Right? Fuck, I don’t know anymore.
SABLE
It’s been days since I made Colter brunch. Before he left, I shared my phone number, in case he decided to do any more early morning repairs. By the time we finished eating, things felt lighter between us.
But for the last three days I’ve been helping Plum decorate her truck for trunk or treat, while also making a boat load of candles to stock the shop with. I visited Rhian to check out the space he had available for me, and had to tell him to shrink it.

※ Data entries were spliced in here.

PR #1752, opened 2022-11-23
Adding a FAQ section for repo setup

pedrorijo91:
I'm setting up the repo on a new machine. I remember facing this issue before, so why not just add a quick FAQ for future contributors?


peff:
Sure, makes sense.

PR #1772, opened 2023-03-11
re-enable redis caching in production

peff:
Heroku is warning us that our redis add-on is using an old version and we should upgrade. The new version requires connecting over TLS. So I poked around to see if we handled that, and behold, it looks like we are not even using redis at all. It was traditionally for rails-level caching, but it was lost by 97d2d9a9, which overwrote the config.

It's a one-liner to turn it back on, and that's what this PR does. But apparently it was off for a few years and we didn't notice. And likewise, after deploying this commit for a few days, I don't see anything interesting in the graphs (not better load or memory, and not better response time). Which kind of makes sense; most of our caching is done at the cloudflare level. I'd have thought there was some rails caching that could still help, but maybe not.

So instead of this PR, a better approach might be just leaving things as-is and disabling the heroku redis add-on. That would save the project a cool $30/mo. @ttaylorr, thoughts?

### DIFF
--- a/config/environments/production.rb
+++ b/config/environments/production.rb
@@ -59,7 +59,7 @@ Rails.application.configure do
 
   # Use a different cache store in production.
   # config.cache_store = :mem_cache_store
-  config.cache_store = :redis_store, ENV["REDIS_URL"]
+  config.cache_store = :redis_store, ENV.fetch("REDIS_URL")
 
   # Use a real queuing backend for Active Job (and separate queues per environment).
   # config.active_job.queue_adapter     = :resque
--- a/config/environments/production.rb
+++ b/config/environments/production.rb
@@ -59,6 +59,7 @@ Rails.application.configure do
 
   # Use a different cache store in production.
   # config.cache_store = :mem_cache_store
+  config.cache_store = :redis_store, ENV["REDIS_URL"]
 
   # Use a real queuing backend for Active Job (and separate queues per environment).
   # config.active_job.queue_adapter     = :resque


ttaylorr:
> So instead of this PR, a better approach might be just leaving things as-is and disabling the heroku redis add-on. That would save the project a cool $30/mo. @ttaylorr, thoughts?

Thanks for looking into this. Our Heroku bill is generously supported through donations to the Git project on a fixed annual basis. So any amount that we have left over will result in more money saved which we can use to fund travel to Git Merge for GSoC students and any other project expenses.

If caching doesn't seem to make a huge difference (which seems to be the case, if we haven't noticed that it's been off for a couple of years!) then I'd be just as happy to drop it from our Heroku configuration entirely.

peff:
So here's what I see in the 7-day graphs on heroku. The deploy line is this PR. It does look like it _might_ improve memory usage, but it's hard to tell because it's very cyclical (and the deploy was on a Friday, and things are usually more quiet over the weekend). If you squint really hard, response times are better, too, but again, it's not really relevant to compare between week/weekend. I don't think heroku has any kind of "compare week over week" feature (or even keeps data beyond 7 days).
 
heroku-graphs

So I'm not entirely convinced it's doing _nothing_ to turn this back on. But at the same time, if the site was humming along acceptably, it probably doesn't matter much either way. We have historically run into problems with memory usage under heavy load sometimes, but it has been a while since that has come up (perhaps even because more recent versions of ruby/rails have improvements here). So while lowering peak memory usage (if that is indeed happening at all) might help with preventing those sorts of problems, if we're not going over the limits in practice it doesn't really matter.

So I'm inclined to just shut off redis, and I'll do that in a minute. I would say "...and we should carefully keep an eye on the site for the next few days", except I guess that is how we've been operating for the past few years, so it's business as usual.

I work fast, but even with Plum’s help melting and pouring, I can’t make enough candles in a week to keep six shelves stocked. Assuming they even sold. How embarrassing would it be to have them sit there for months untouched?
Instead, he’s giving me two shelves, with the option to add a third if they sell out quickly. So far they sell well in my shop, but I’ve only had them available for a day and a half.
It’s five in the afternoon right now, and I felt bad closing early, but during the holidays it’s normal for many of the shops in town to close early. If business picks up at the rate I expect, I might be able to hire someone to help in a few months.